Collected data entries:
Content starts

PR #2107, opened 2026-06-29
feat(sts): send RFC 8707 resource and audience on token exchange (Python)

QuentinBisson:
## What

The Python ADK token-propagation plugin (`agentsts-adk`) called
`exchange_token` without `resource` or `audience`, so an issued token could
not be scoped to a specific backend. This wires two optional inputs through:

- `KAGENT_STS_RESOURCE`: RFC 8707 resource indicator (the target backend).
- `KAGENT_STS_AUDIENCE`: RFC 8693 audience, for STS servers that key on it.

`ADKTokenPropagationPlugin` now accepts `resource`/`audience`; the CLI reads
them from the environment in `create_sts_integration`. Unset values are
omitted from the request, so behaviour is unchanged when neither is set.

## Why

Without a resource/audience, the STS returns a token whose audience is not the
MCP backend, so audience-validating backends reject it. RFC 8707 is the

Content ends

Each line above with the string "audience" should be reported in full.

--- RESPONSE BELOW ---
feat(sts): send RFC 8707 resource and audience on token exchange (Python)
`exchange_token` without `resource` or `audience`, so an issued token could
- `KAGENT_STS_AUDIENCE`: RFC 8693 audience, for STS servers that key on it.
`ADKTokenPropagationPlugin` now accepts `resource`/`audience`; the CLI reads
Without a resource/audience, the STS returns a token whose audience is not the
MCP backend, so audience-validating backends reject it. RFC 8707 is the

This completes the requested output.